Are you aware of Benign Prostatic Hyperplasia (BPH) and what it is?
Benign Prostatic Hyperplasia (BPH) is a condition in which the prostate grows larger than it should. There are several treatments available to treat the condition. They never cause trouble to men throughout their lives. Unfortunately, now men have to use the toilet every night, sometimes even twice in a night. It’s likely that these nightly bathroom runs are the first sign of an enlarged prostate for most men.
Dribbling, leaking, and trouble starting a stream of urine are other possible symptoms. As with gray hair, doctors say an enlarged prostate is a natural by-product of aging. The problem is that nightly trips to the restroom become more frequent and in the end becoming a daytime routine.
There are several names for this condition – enlarged prostate, benign prostate hyperplasia, and so on. Men over 50 are most likely to experience prostate enlargement. The American Urological Association (AUA) reports that more than half of men have BPH by the age of 60, and 90% by the age of 85.

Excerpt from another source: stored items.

Issue #45353, opened 2022-12-19
Illuminate\Support\Facades\URL::forceScheme() has no effect on request()->url()


miloslavkostir:
- Laravel Version: 9.44.0
- PHP Version: 8.1.8
- Database Driver & Version: no database

### Description: 
Behind reverse proxy there are all requests through HTTP. 
![behind proxy server](https://cylab.be/storage/blog/122/files/eSf2nkfQqEn8Z06zhAoCQYlIV3KU8r3ZsvHqnxRW.png)
https://cylab.be/blog/122/using-https-over-a-reverse-proxy-in-laravel

And `url()->current()` generates URL `http://example.com` instead of real `https://example.com`. If I use `\Illuminate\Support\Facades\URL::forceScheme('https');` in `AppServiceProvider::boot()` URL generator generates right URL address. But `request()->url()` generates wrong (http) URL:
```php
dump(url()->current());  // https://example.com
dump(request()->url());  // http://example.com
```
The same problem is with method `\Illuminate\Support\Facades\URL::forceRootUrl();`

### Steps To Reproduce:
1. install clean Laravel
2. Add `\Illuminate\Support\Facades\URL::forceScheme('https');` to `App\Providers\AppServiceProvider::boot()`
3. In `routes/web.php` create route:
```php
Route::get('/https-test', function () {
    dump(url()->current());
    dump(request()->url());
});
``` 
4. Ensure you are behind reverse proxy and go to URL `/https-test`  

If you can't try it behind proxy, try force whatever:
```php
\Illuminate\Support\Facades\URL::forceScheme('foo-bar');
dump(url()->current());  // foo-bar://example.com
dump(request()->url());  // http(s)://example.com
```

driesvints:
Did you set the correct url for `APP_URL`?

miloslavkostir:
> Did you set the correct url for `APP_URL`?

Yes, it has no effect. I think the problem is:
- `Illuminate\Http\Request` extends `Symfony\Component\HttpFoundation\Request`
- `Illuminate\Http\Request::url()` uses `Symfony\Component\HttpFoundation\Request::getUri()`
- `getUri()` -> `getSchemeAndHttpHost()` -> `getScheme()` -> `isSecure()`
- see `Symfony\Component\HttpFoundation\Request::isSecure()`. There is trusted proxy settings. I can't use trusted proxy because of Apache module `mod_remoteip`

[...]

PR #45354, opened 2022-12-19
[9.x] Fix issue in scheme in `request()->url()`

michaelnabil230:
Fix issue: https://github.com/laravel/framework/issues/45353


michaelnabil230:
The tests are failing but not related to my adding

taylorotwell:
The correct way to solve this is via trusted proxies:

https://laravel.com/docs/9.x/requests#trusting-all-proxies

miloslavkostir:
> The correct way to solve this is via trusted proxies:
> 
> https://laravel.com/docs/9.x/requests#trusting-all-proxies

Yes it works fine, thank you. But if the methods `\Illuminate\Routing\UrlGenerator::forceScheme()` and `\Illuminate\Routing\UrlGenerator::forceRootUrl()` exist, they should works well, shouldn't it? Otherwise, they should be marked as deprecated.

The Causes and Symptoms of Enlarged Prostate
The urethra is the passage through which urine flows from the bladder in men. A benign (noncancerous) increase in prostate size that blocks urine flow through the urethra is called BPH. As the prostate cells multiply, they enlarge, placing pressure on the urethra, the tube through which urine and semen leave the body. Urine has to be pushed through the body more forcefully as the urethra narrows.
The bladder muscle becomes stronger, thicker, and more sensitive over time; it starts contracting even when it contains small amounts of urine, causing frequent urination. Eventually, the muscle in the bladder cannot overcome the narrowed urethra, so urine remains in the bladder and cannot be completely discharged.

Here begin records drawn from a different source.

PR #45356, opened 2022-12-19
[9.x] Add `decimal` validation rule

RaazPuspa:
This PR adds `decimal` validation rule to check that an attribute is numeric and consists of decimal part digits between a set of values.

### Usage

`decimal:min,max`: parameter(s) defines minimum and maximum (optional) number of acceptable digits (both inclusive) in decimal part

These are some of the symptoms of an enlarged prostate:
- Struggling to urinate
- Starting to urinate is difficult
- Frequently urinating
- Minutes after urinating, returning to urinate again
- Insufficiency or slowness of urination
- An incomplete bladder emptying feeling
- Urination urgency
- Frequent urination during the night
- An irregular urinary stream
- Urine drips continuously
Infections of the urinary tract can develop if the bladder doesn’t empty completely. In addition to bladder stones, blood in the urine, incontinence, and acute urinary retention (an inability to urinate), other serious problems can develop over time. If you suddenly become unable to urinate, see your doctor right away. It is possible for bladder and/or kidney damage to develop from BPH in rare cases.

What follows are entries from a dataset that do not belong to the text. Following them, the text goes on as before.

PR #45357, opened 2022-12-19
[10.x] Macro mixins DX improvement

NoelDeMartin:
This is a follow-up from #45343.

TLDR: Using the [mixin](https://github.com/laravel/framework/blob/9.x/src/Illuminate/Macroable/Traits/Macroable.php#L40) method for setting up macros is cumbersome, this PR improves it (and it's backwards compatible).

Before:

```php
// To set up the mixin...
TestMacroable::mixin(new TestMixin);

// To define the mixin...
class TestMixin
{
    public function methodOne()
    {
        return function ($value) {
            return $this->methodTwo($value);
        };
    }

    protected function methodTwo()
    {
        return function ($value) {
            return $this->protectedVariable.'-'.$value;
        };
    }

    protected function methodThree()
    {
        return function () {
            return 'foo';
        };
    }
}
```

After:

```php
// To set up the mixin...
TestMacroable::mixin(TestMixin::class);

// To define the mixin...
class TestMixin extends MacroMixin
{
    public function methodOne($value)
    {
        return $this->methodTwo($value);
    }

    protected function methodTwo($value)
    {
        return $this->protectedVariable.'-'.$value;
    }

    protected function methodThree()
    {
        return 'foo';
    }
}
```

How do you deal with your enlarged prostate?
Men often put up with an enlarged prostate for months or even years before consulting a physician. Sometimes situations aren’t as obvious as they seem. When men start having urinary issues, it’s hard to figure out what’s causing them.
A doctor should be consulted if anything changes, since bladder cancer, stones, and prostate cancer can occur. After making sure nothing more serious is going on, BPH is often diagnosed as an exclusion diagnosis.
Individuals differ greatly in their prostate growth and the problems they encounter as a result. It varies from person to person.
Options for treating BPH
It is not the end of the world if you have BPH. Take action right now without any delay to avoid problems in the future. You may develop a urinary tract infection, acute urinary retention, and kidney and bladder stones if you do not treat BPH. Serious cases can even result in kidney damage.
Medication and surgery are both available as treatment options. Several factors will be considered by you and your physician.
An innovative prostate procedure at RJIR
Dr. Rotimi Johnson, while he was an Interventional Radiologist with St. Louis University Hospital performed one of the first prostate artery embolization and helped to develop an innovative prostate procedure. Despite the fact that Johnson had performed the procedure on other organs at the hospital, but not on a prostate gland, Medicare paid for the procedure. Since then Medicare has added it to one of their paid procedures but it is still not widely available.
Using an instrument inserted into the groin or wrist, tiny beads about “10 times the size of a red blood cell” are inserted into the tiny blood vessels that feed the prostate. The gland shrinks when it loses its blood supply. Embolization of BPH is a new application of beads to block blood flow. Hence, clinical trials are needed for it to be more effective.
As a result of this method, researchers have seen results more quickly than expected. Interventional radiologists are excited to learn about a less complicated route to the embolization option for BPH that may be available in the future. Hopefully, we will be able to offer a less complicated procedure for embolization in a few years.